- EXERCISE DESCRIPTION: As soon as the line containing "deansheather, line 10: Would" appears in the material below, start returning lines exactly, and end with the line containing "deansheather, line 107: Should".

──────────────────────────────

PR #201, opened 2020-12-05
Add cvm flag to CLI and fields to coder-sdk

cmoog:
[ch4260]

### DIFF
--- a/docs/coder_envs_edit.md
+++ b/docs/coder_envs_edit.md
@@ -21,15 +21,17 @@ coder envs edit back-end-env --disk 20
 ### Options
 
 ```
-  -c, --cpu float32      The number of cpu cores the environment should be provisioned with.
-  -d, --disk int         The amount of disk storage an environment should be provisioned with.
-      --follow           follow buildlog after initiating rebuild
-  -g, --gpu int          The amount of disk storage to provision the environment with.
-  -h, --help             help for edit
-  -i, --image string     name of the image you want the environment to be based off of.
-  -m, --memory float32   The amount of RAM an environment should be provisioned with.
-  -o, --org string       name of the organization the environment should be created under.
-  -t, --tag string       image tag of the image you want to base the environment off of. (default "latest")
+      --container-vm       deploy the environment as a Container-based VM
+  -c, --cpu float32        The number of cpu cores the environment should be provisioned with.
+  -d, --disk int           The amount of disk storage an environment should be provisioned with.
+      --follow             follow buildlog after initiating rebuild
+  -g, --gpu int            The amount of disk storage to provision the environment with.
+  -h, --help               help for edit
+  -i, --image string       name of the image you want the environment to be based off of.
+  -m, --memory float32     The amount of RAM an environment should be provisioned with.
+      --not-container-vm   do not deploy the environment as a Container-based VM
+  -o, --org string         name of the organization the environment should be created under.
+  -t, --tag string         image tag of the image you want to base the environment off of. (default "latest")
 ```
 
 ### Options inherited from parent commands
--- a/internal/cmd/envs.go
+++ b/internal/cmd/envs.go
@@ -148,6 +148,7 @@ func createEnvCmd(user *string) *cobra.Command {
 		img    string
 		tag    string
 		follow bool
+		useCVM bool
 	)
 
 	cmd := &cobra.Command{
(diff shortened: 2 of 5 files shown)


cmoog:
`--not-container-vm` is pretty bad so please note if you have a better alternative.

kylecarbs:
Thoughts on just `--container`?

internal/cmd/envs.go
```diff
@@ -401,6 +412,16 @@ func buildUpdateReq(ctx context.Context, client *coder.Client, conf updateConf)
...
+	if conf.useCVM && conf.noCVM {
+		return nil, xerrors.New("--container-vm and --not-container-vm flags conflict")
+	}
+	if conf.useCVM {
+		updateReq.UseContainerVM = boolP(true)
+	}
+	if conf.noCVM {
+		updateReq.UseContainerVM = boolP(false)
+	}
+
```
fuskovic, line 424: Scenario:

I have an existing CVM enabled env.

I wan't to update memory.

I don't wan't to disable CVM feature on said env but if I don't pass `--container-vm` again the update will assume that I do?

Does this mean I have to pass `--container-vm` every time I wan't to make an environment update but not toggle using the CVM itself?

If so, I believe this burden should fall on the program and not the user. 

It's not fair to force the user to be explicit or have to remember special details like this.

My understanding is that when we attempt to take an env from cvm-enabled -> cvm-disabled and vice versa the environment fails to rebuild successfully anyway ( correct me if i'm wrong )

If that's correct, should we be allowed to toggle this on env updates at all?

fuskovic (changes requested):

docs/coder_envs_edit.md
```diff
@@ -21,15 +21,17 @@ coder envs edit back-end-env --disk 20
...
-  -t, --tag string       image tag of the image you want to base the environment off of. (default "latest")
+      --container-vm       deploy the environment as a Container-based VM
+  -c, --cpu float32        The number of cpu cores the environment should be provisioned with.
+  -d, --disk int           The amount of disk storage an environment should be provisioned with.
+      --follow             follow buildlog after initiating rebuild
+  -g, --gpu int            The amount of disk storage to provision the environment with.
+  -h, --help               help for edit
+  -i, --image string       name of the image you want the environment to be based off of.
+  -m, --memory float32     The amount of RAM an environment should be provisioned with.
+      --not-container-vm   do not deploy the environment as a Container-based VM
```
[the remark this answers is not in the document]
cmoog: Because this is the edit command where it's a partial update. Right?

internal/cmd/envs.go
```diff
@@ -328,6 +333,8 @@ coder envs edit back-end-env --disk 20`,
 	cmd.Flags().IntVarP(&disk, "disk", "d", 0, "The amount of disk storage an environment should be provisioned with.")
 	cmd.Flags().IntVarP(&gpus, "gpu", "g", 0, "The amount of disk storage to provision the environment with.")
 	cmd.Flags().BoolVar(&follow, "follow", false, "follow buildlog after initiating rebuild")
+	cmd.Flags().BoolVar(&useCVM, "container-vm", false, "deploy the environment as a Container-based VM")
+	cmd.Flags().BoolVar(&notCVM, "not-container-vm", false, "do not deploy the environment as a Container-based VM")
```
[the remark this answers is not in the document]
cmoog: Same as above, this is the edit command so the update is partial.

internal/cmd/envs.go
cmoog: I think the previous comments should resolve these concerns?

fuskovic: I understand the partial update. It's not obvious to me why we are allowing the user to toggle enabling cvm on an env if that will fail the rebuild?

cmoog: Ah I see, this will not be the behavior shortly. We're going to have upgrading/downgrading working properly shortly.

fuskovic: Ah ok well that's good.

What do you think about a single flag for toggling state where if you use it the value of `UseCVM` becomes `!env.UseCVM` and maybe prompt the user about the implications of switching or even prompt for confirmation? Trying to think of alternatives

cmoog: Toggle flags are not commonly used for cases like this as it can cause super odd behavior based on prior state. Running the same edit command twice though yield the same result.

Having a positive and negative flag, although not ideal, feels like the correct approach here.

cmoog: > If so, I believe this burden should fall on the program and not the user.

The partial update behavior takes care of this...

cmoog:
> Thoughts on just --container?
@kylecarbs 
For some reason container feels like a subset of conainter-vm, making it potentially confusing as a negator.

kylecarbs:
Fair. Maybe just `--container` and `--vm` then?

Honestly `--container` and `--cvm` isn't bad either.

kylecarbs:
Whats the news here moogman?

cmoog:
Thought I would just mull it over. The relationship between `--container` and `--cvm` is still confusing to me.

kylecarbs:
definitely fair

fuskovic (approved):

PR #202, opened 2020-12-09
Build linux/windows on ubuntu runner

cmoog:
This PR modifies the build process to use an ubuntu runner for windows/linux binary compilation. This fixes some Windows Defender issues caused by macOS go cross compilation.

### DIFF
--- a/ci/steps/build.sh
+++ b/ci/steps/build.sh
@@ -10,52 +10,38 @@ cd "$(git rev-parse --show-toplevel)/ci/steps"
 
 tag=$(git describe --tags)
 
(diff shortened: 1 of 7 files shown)


ci/steps/build.sh
```diff
@@ -10,52 +10,38 @@ cd "$(git rev-parse --show-toplevel)/ci/steps"
```
deansheather, line 10: Would be good if we got rid of this script entirely in favour of it being inlined in the makefile

deansheather (approved):

PR #208, opened 2020-12-25
docs: add brew install snippet to readme

cmoog:


cmoog:
We just need to make the tap public

cmoog:
I'm considering renaming the Coder Homebrew tap such that the install command reads:
```sh
brew install cdr/tap/coder
```
This is similar to https://github.com/hashicorp/homebrew-tap/blob/master/Formula/terraform-ls.rb

We could also rename the formula itself to `coder-cli` and have an install command of
```sh
brew install cdr/coder/coder-cli
brew install cdr/tap/coder-cli
```

PR #216, opened 2021-01-14
chore: use access url from env resource pool

cmoog:
cc @f0ssel 

[ch5790]

### DIFF
--- a/internal/cmd/configssh.go
+++ b/internal/cmd/configssh.go
@@ -15,6 +15,7 @@ import (
 	"cdr.dev/coder-cli/pkg/clog"
 
 	"cdr.dev/coder-cli/coder-sdk"
+	"cdr.dev/coder-cli/internal/coderutil"
 	"cdr.dev/coder-cli/internal/config"
 	"github.com/spf13/cobra"
 	"golang.org/x/xerrors"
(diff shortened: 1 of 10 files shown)


cmoog:
Waiting to test properly when `AccessURL` is available.

cmoog:
Oh there is an issue with the sshAvailable check, that needs to be on a per resource pool basis.

f0ssel:
Looking good so far, hmu when you got the ssh fix in

cmoog:
@f0ssel it's good to go 👍

f0ssel (approved):

internal/cmd/configssh.go
```diff
@@ -103,20 +102,17 @@ func configSSH(configpath *string, remove *bool) func(cmd *cobra.Command, _ []st
...
 
-		if !sshAvailable(envs) {
-			return xerrors.New("SSH is disabled or not available for any environments in your Coder Enterprise deployment.")
-		}
-
-		err = canConnectSSH(ctx)
+		envsWithPools, err := coderutil.EnvsWithPool(ctx, client, envs)
 		if err != nil {
-			return xerrors.Errorf("check if SSH is available: unable to connect to SSH endpoint: %w", err)
+			return xerrors.Errorf("resolve env pools: %w", err)
```
deansheather, line 107: Should we keep canConnectSSH?

deansheather (approved):

deansheather:
oh too late

internal/cmd/configssh.go
cmoog: It was kinda dumb anyway....

PR #219, opened 2021-01-15
bug: fix an issue where query parameters weren't being added to the r…

sreya:
…equest


coder-sdk/request.go
```diff
@@ -43,6 +43,9 @@ func (c Client) request(ctx context.Context, method, path string, in interface{}
 	if err != nil {
 		return nil, xerrors.Errorf("create request: %w", err)
 	}
+	if config.Query != nil {
```
cmoog, line 46: we should do this above `eq, err := http.NewRequestWithContext(`, and add `path` to url.Path`

cmoog (approved):

PR #223, opened 2021-01-21
feat: Prompt user to rebuild workspace on coder sh

Emyrk:
## Quality of Life Feature

When a user does `coder sh <env>`, the cli first checks if that environment is `OFF` or if it requires a rebuild before using. It will then prompt the user if they want to rebuild the workspace.

## To test

**Off**
```
coder env stop <workspace>
coder sh <workspace>
```

**Rebuild Message**

If the environment has a required rebuild message, the output looks like this:
Screenshot from 2021-01-21 16-22-16

## Questions:

Currently `--force` does not work for this feature, and there is no `--no-rebuild` flag. The current command has flag parsing disabled. Are these kinds of flags required? I imagine a user prompt would make scripting `coder sh` rather annoying.

### DIFF
--- a/internal/cmd/shell.go
+++ b/internal/cmd/shell.go
@@ -8,6 +8,7 @@ import (
 	"strings"
 	"time"
 
+	"github.com/manifoldco/promptui"
 	"github.com/spf13/cobra"
 	"golang.org/x/crypto/ssh/terminal"
 	"golang.org/x/time/rate"
@@ -65,9 +66,11 @@ func shValidArgs(cmd *cobra.Command, args []string) error {
 
 func shCmd() *cobra.Command {
 	return &cobra.Command{
-		Use:                "sh [environment_name] [<command [args...]>]",
-		Short:              "Open a shell and execute commands in a Coder environment",
-		Long:               "Execute a remote command on the environment\\nIf no command is specified, the default shell is opened.",
+		Use:   "sh [environment_name] [<command [args...]>]",
+		Short: "Open a shell and execute commands in a Coder environment",
+		Long: `Execute a remote command on the environment
+If no command is specified, the default shell is opened.
+If the command is run in an interactive shell, a user prompt will occur if the environment needs to be rebuilt.`,
 		Args:               shValidArgs,
 		DisableFlagParsing: true,
 		ValidArgsFunction:  getEnvsForCompletion(coder.Me),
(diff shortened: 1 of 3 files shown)


internal/cmd/shell.go
```diff
@@ -90,7 +91,113 @@ func shell(cmd *cobra.Command, cmdArgs []string) error {
...
+
+		var rebuildReason string // Either because it is off, or a rebuild is required
+		if env.LatestStat.ContainerStatus == coder.EnvironmentOff {
+			rebuildReason = fmt.Sprintf("Environment %q is currently not running.", env.Name)
+		} else {
+			// Print out the reasons the rebuild is required. Newlines don't work well with
+			// the prompt label, so printing it above the prompt will have to do.
+			clog.LogWarn("rebuild required", requiredRebuilds...)
+			rebuildReason = fmt.Sprintf("Environment %q requires a rebuild to work correctly.", env.Name)
+		}
```
cmoog, line 133: nit: extract to function that returns the `rebuildReason`

internal/cmd/shell.go
```diff
@@ -90,7 +91,113 @@ func shell(cmd *cobra.Command, cmdArgs []string) error {
...
+		fallthrough // Fallthrough to watching the logs
+	case env.LatestStat.ContainerStatus == coder.EnvironmentCreating:
+		// Environment is in the process of being created, just trail the logs
+		// and wait until it is done
+		clog.LogInfo(fmt.Sprintf("Environment %q is being rebuilt to be ready for use.", env.Name))
+
+		// Watch the rebuild.
+		// TODO: (@emyrk) Does trailBuildLogs ensure the container is "ON" when it returns?
+		//		Or do I need to poll `findEnv` until it is 'ON'
+		if err = trailBuildLogs(ctx, client, env.ID); err != nil {
```
cmoog, line 164: you're exactly right, `trailBuildLogs` exiting is not indicative of a _successful_ build.

internal/cmd/shell.go
```diff
@@ -90,7 +91,113 @@ func shell(cmd *cobra.Command, cmdArgs []string) error {
...
+			return err
+		}
+		// newline after trailBuildLogs to place user on a fresh line for their shell
+		fmt.Println()
+
+		// Find the status of the environment again for use outside the switch statement.
+		env, err = findEnv(ctx, client, envName, coder.Me)
+		if err != nil {
+			return err
+		}
```
cmoog, line 174: Since we already know the ID, let's just fetch by that to avoid the search

internal/cmd/shell.go
```diff
@@ -90,7 +91,113 @@ func shell(cmd *cobra.Command, cmdArgs []string) error {
...
+			// the prompt label, so printing it above the prompt will have to do.
+			clog.LogWarn("rebuild required", requiredRebuilds...)
+			rebuildReason = fmt.Sprintf("Environment %q requires a rebuild to work correctly.", env.Name)
+		}
+
+		confirm := promptui.Prompt{
+			Label:     rebuildReason + " Do you wish to rebuild it now? (this will take a moment)",
+			IsConfirm: true,
+		}
+		if _, err := confirm.Run(); err != nil {
```
cmoog, line 139: we should only prompt the user if they are in an interactive terminal

internal/cmd/shell.go
```diff
@@ -90,7 +91,113 @@ func shell(cmd *cobra.Command, cmdArgs []string) error {
...
+	if env.LatestStat.ContainerStatus != coder.EnvironmentOn {
+		return clog.Fatal(
+			"the environment is currently offline",
+			fmt.Sprintf("environment %q is not running", env.Name),
+			fmt.Sprintf("its current status is %q", env.LatestStat.ContainerStatus),
+			clog.BlankLine,
+			clog.Tipf("run \"coder envs rebuild %s --follow\" to start the environment", env.Name),
+		)
+	}
+
```
cmoog, line 199: this function definitely needs a reduction in complexity.

cmoog (changes requested):

internal/cmd/shell.go
Emyrk: Added EnvByID function to the client

internal/cmd/shell.go
Emyrk: Factored out a lot of it. I was in the midst of factoring. Launched that draft PR a bit too quick

internal/cmd/shell.go
Emyrk: Added a retry/wait mechanism to check for it, then I re-read this.

When the `trailBuildLogs` finishes, is it possible to still be in `CREATING` state? 
I will check if it's in the `OFF` or `FAILED`. I only need the wait mechanism if it might still be in the `CREATING` state, like a small race condition or something.

internal/cmd/shell.go
Emyrk: Is this what you had in mind to check for that?
https://github.com/cdr/coder-cli/blob/423279755e6607dc1236066d47fd5333d25268b5/internal/cmd/shell.go#L107-L109

So these will **not** prompt:

```
$GOPATH/bin/coder sh tiny | echo
`/home/coder/go/bin/coder sh tiny`
```

Is there a specific way of executing you had in mind? I took this code from the `runCommand`, an alternative is I could use https://rosettacode.org/wiki/Check_output_device_is_a_terminal#Go. I think they do the same thing, so I kept it consistent with the other way we did it.

internal/cmd/shell.go
cmoog: If `trailBuildLogs` completes without an error, I think we can assume it is not `CREATING`.

internal/cmd/shell.go
cmoog: Yeah that's what I had in mind. That said, point taken... this is certainly leaky behavior. Since this is more of nicety, and we can assume 90% of cases will be `coder sh [env]` without pipes or args... I think we should do the cautious thing and only show the prompt when we know for certain the output is interactive. 

Regarding `coder sh tiny | echo`, erroring out as we do now with the helpful error message seems sufficient.

internal/cmd/shell.go
```diff
@@ -65,9 +66,10 @@ func shValidArgs(cmd *cobra.Command, args []string) error {
 
 func shCmd() *cobra.Command {
 	return &cobra.Command{
-		Use:                "sh [environment_name] [<command [args...]>]",
-		Short:              "Open a shell and execute commands in a Coder environment",
-		Long:               "Execute a remote command on the environment\\nIf no command is specified, the default shell is opened.",
+		Use:   "sh [environment_name] [<command [args...]>]",
+		Short: "Open a shell and execute commands in a Coder environment",
+		Long: "Execute a remote command on the environment\\nIf no command is specified, the default shell is opened.\\n" +
```
cmoog, line 71: I think the docs will render properly if we use a real multi-line string here.

internal/cmd/shell.go
Emyrk: I'll remove my polling then.

internal/cmd/shell.go
Emyrk: I left a comment that `--force` or `--no-prompt` would be a clear way for someone to determine behavior, but adding flags to this command is non-trivial because the flag parsing is disabled

internal/cmd/shell.go
Emyrk: It will yes, I can change it to a multiline. I dislike the text tabbed all the way left in my IDE ha.

internal/cmd/shell.go
Emyrk: I am assuming running this via `cron` and other ways won't trigger the prompt too. So I can see how this is helpful, but I don't think it's obvious if I was just writing some bash scripts. Bash scripts will still trigger the prompt if you just run them `./script.sh`.

Emyrk:
@cmoog addressed all comments, the last sticky point is if the current interactive shell behavior is sufficient

internal/cmd/shell.go
```diff
@@ -99,6 +123,132 @@ func shell(cmd *cobra.Command, cmdArgs []string) error {
...
+// rebuildPrompt returns function that prompts the user if they wish to
+// rebuild the selected environment if a rebuild is needed. The returned prompt function will
+// return an error if the user selects "no".
+// This functions returns `nil` if there is no reason to prompt the user to rebuild
+// the environment.
+func rebuildPrompt(env *coder.Environment) (prompt func() error) {
+	// Option 1: If the environment is off, the rebuild is needed
+	if env.LatestStat.ContainerStatus == coder.EnvironmentOff {
+		confirm := promptui.Prompt{
+			Label:     fmt.Sprintf("Environment %q is currently not running. Do you wish to rebuild it now? (this will take a moment)", env.Name),
```
cmoog, line 135:
```suggestion
			Label:     fmt.Sprintf("Environment %q is \"OFF\". Rebuild it now? (this can take several minutes)", env.Name),
```

internal/cmd/shell.go
```diff
@@ -99,6 +123,132 @@ func shell(cmd *cobra.Command, cmdArgs []string) error {
...
+		// Start the rebuild
+		if err := client.RebuildEnvironment(ctx, env.ID); err != nil {
+			return err
+		}
+
+		fallthrough // Fallthrough to watching the logs
+	case env.LatestStat.ContainerStatus == coder.EnvironmentCreating:
+		// Environment is in the process of being created, just trail the logs
+		// and wait until it is done
+		clog.LogInfo(fmt.Sprintf("Environment %q is in the process of being built.", env.Name))
```
cmoog, line 209:
```suggestion
		clog.LogInfo(fmt.Sprintf("Rebuilding %q", env.Name))
```

internal/cmd/shell.go
cmoog: Yes, agreed. Doesn't appear to be an easy win here.

cmoog (approved):
Looks good. Nice work.

I think the interactive behavior, as you have it, is the best we're going to get for now.

PR #224, opened 2021-01-22
Create login shell with coder sh

jawnsy:
When creating a shell, we should use "exec -a" to set argv[0]
to the basename of the command being run, prefixing a hyphen.
This is how su --login creates login shells: it runs /bin/bash
as "-bash", causing bash to execute .bash_profile, etc.

We change the use of awk to cut, since cut is part of coreutils
and thus more likely to be installed than gawk. We also pass the
uid (from "id -u") instead of username to getent.

### DIFF
--- a/internal/cmd/shell.go
+++ b/internal/cmd/shell.go
@@ -85,7 +85,9 @@ func shell(cmd *cobra.Command, cmdArgs []string) error {
 		args = append(args, strings.Join(cmdArgs[1:], " "))
 	} else {
 		// Bring user into shell if no command is specified.
-		args = append(args, "exec $(getent passwd $(whoami) | awk -F: '{ print $7 }')")
+		shell := "$(getent passwd $(id -u) | cut -d: -f 7)"
+		name := "-$(basename " + shell + ")"
+		args = append(args, fmt.Sprintf("exec -a %q %q", name, shell))
 	}
 
 	envName := cmdArgs[0]


kylecarbs (approved):

internal/cmd/shell.go
```diff
@@ -85,7 +85,9 @@ func shell(cmd *cobra.Command, cmdArgs []string) error {
 		args = append(args, strings.Join(cmdArgs[1:], " "))
 	} else {
 		// Bring user into shell if no command is specified.
-		args = append(args, "exec $(getent passwd $(whoami) | awk -F: '{ print $7 }')")
+		shell := "$(getent passwd $(id -u) | cut -d: -f 7)"
+		name := "-$(basename " + shell + ")"
+		args = append(args, fmt.Sprintf("exec -a %q %q", name, shell))
```
cmoog, line 90: just saying, I've been burned by `%q` before...

cmoog (approved):

internal/cmd/shell.go
cmoog: but I assume that was user error on my part 😆

cmoog:
@jawnsy no need to use a fork. I _think_ you should have the proper perms to push to `cdr/coder-cli`. Let me know if that's not the case.

internal/cmd/shell.go
jawnsy: Haha it might be, but it seems to work alright? https://play.golang.org/p/iHJ_QWLS_Tx

jawnsy:
> @jawnsy no need to use a fork. I _think_ you should have the proper perms to push to a branch in `cdr/coder-cli`. Let me know if that's not the case.

Haha I like the forking workflow, though :grin:

PR #226, opened 2021-01-24
fix: Force bash for non-standard flags to exec

jawnsy:
This addresses a regression introduced by #224. POSIX `sh` does not define arguments to the `exec` built-in, resulting in an error when using `exec -a` to set the process name (`argv[0]`).

This change executes `/bin/bash` instead of `sh`, and also changes to use `exec -l`, which automatically handles the hyphen prefix required to trigger login shell behavior.

This also explicitly runs `/bin/sh`, aligning the behavior of `coder sh` and the frontend Terminal application.

Tested this using Arch Linux (enterprise-dev image) as well as the base Debian image from DockerHub.

```console
[coder@jawnsy-m coder-cli]$ go install ./cmd/coder
[coder@jawnsy-m coder-cli]$ which coder
/home/coder/go/bin/coder
[coder@jawnsy-m coder-cli]$ coder sh jawnsy-m
  | Coder CLI version: unknown
  | Coder API version: 1.14.0+340-gd64a44cb3-20210123
  | 
[coder@jawnsy-m ~]$ shopt login_shell
login_shell     on
[coder@jawnsy-m ~]$ exit
logout
[coder@jawnsy-m coder-cli]$ coder sh jawnsy-debian
  | Coder CLI version: unknown
  | Coder API version: 1.14.0+340-gd64a44cb3-20210123
  | 
root@jawnsy-debian:~# shopt login_shell
login_shell     on
root@jawnsy-debian:~# exit
logout
```

### DIFF
--- a/internal/cmd/shell.go
+++ b/internal/cmd/shell.go
@@ -82,15 +82,20 @@ coder sh front-end-dev cat ~/config.json`,
 
 func shell(cmd *cobra.Command, cmdArgs []string) error {
 	ctx := cmd.Context()
-	command := "sh"
-	args := []string{"-c"}
+	var command string
+	var args []string
 	if len(cmdArgs) > 1 {
+		command = "/bin/sh"
+		args = []string{"-c"}
 		args = append(args, strings.Join(cmdArgs[1:], " "))
 	} else {
 		// Bring user into shell if no command is specified.
 		shell := "$(getent passwd $(id -u) | cut -d: -f 7)"
-		name := "-$(basename " + shell + ")"
-		args = append(args, fmt.Sprintf("exec -a %q %q", name, shell))
+
+		// force bash for the '-l' flag to the exec built-in
+		command = "/bin/bash"
+		args = []string{"-c"}
+		args = append(args, fmt.Sprintf("exec -l %q", shell))
 	}
 
 	envName := cmdArgs[0]


cmoog (approved):

internal/cmd/shell.go
```diff
@@ -82,15 +82,20 @@ coder sh front-end-dev cat ~/config.json`,
...
 	} else {
 		// Bring user into shell if no command is specified.
 		shell := "$(getent passwd $(id -u) | cut -d: -f 7)"
-		name := "-$(basename " + shell + ")"
-		args = append(args, fmt.Sprintf("exec -a %q %q", name, shell))
+
+		// force bash for the '-l' flag to the exec built-in
+		command = "/bin/bash"
+		args = []string{"-c"}
+		args = append(args, fmt.Sprintf("exec -l %q", shell))
```
tychoish, line 98: I don't instinctively trust %q to handle shell quoting rules, but this seems like it's good.

tychoish (approved):

internal/cmd/shell.go
jawnsy: hahaha @cmoog was suspicious of this too, perhaps I should change it? the Terminal app in the frontend is not quoted, and it works fine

──────────────────────────────

- EXPECTED ANSWER:
deansheather, line 10: Would be good if we got rid of this script entirely in favour of it being inlined in the makefile

deansheather (approved):

PR #208, opened 2020-12-25
docs: add brew install snippet to readme

cmoog:


cmoog:
We just need to make the tap public

cmoog:
I'm considering renaming the Coder Homebrew tap such that the install command reads:
```sh
brew install cdr/tap/coder
```
This is similar to https://github.com/hashicorp/homebrew-tap/blob/master/Formula/terraform-ls.rb

We could also rename the formula itself to `coder-cli` and have an install command of
```sh
brew install cdr/coder/coder-cli
brew install cdr/tap/coder-cli
```

PR #216, opened 2021-01-14
chore: use access url from env resource pool

cmoog:
cc @f0ssel 

[ch5790]

### DIFF
--- a/internal/cmd/configssh.go
+++ b/internal/cmd/configssh.go
@@ -15,6 +15,7 @@ import (
 	"cdr.dev/coder-cli/pkg/clog"
 
 	"cdr.dev/coder-cli/coder-sdk"
+	"cdr.dev/coder-cli/internal/coderutil"
 	"cdr.dev/coder-cli/internal/config"
 	"github.com/spf13/cobra"
 	"golang.org/x/xerrors"
(diff shortened: 1 of 10 files shown)


cmoog:
Waiting to test properly when `AccessURL` is available.

cmoog:
Oh there is an issue with the sshAvailable check, that needs to be on a per resource pool basis.

f0ssel:
Looking good so far, hmu when you got the ssh fix in

cmoog:
@f0ssel it's good to go 👍

f0ssel (approved):

internal/cmd/configssh.go
```diff
@@ -103,20 +102,17 @@ func configSSH(configpath *string, remove *bool) func(cmd *cobra.Command, _ []st
...
 
-		if !sshAvailable(envs) {
-			return xerrors.New("SSH is disabled or not available for any environments in your Coder Enterprise deployment.")
-		}
-
-		err = canConnectSSH(ctx)
+		envsWithPools, err := coderutil.EnvsWithPool(ctx, client, envs)
 		if err != nil {
-			return xerrors.Errorf("check if SSH is available: unable to connect to SSH endpoint: %w", err)
+			return xerrors.Errorf("resolve env pools: %w", err)
```
deansheather, line 107: Should we keep canConnectSSH?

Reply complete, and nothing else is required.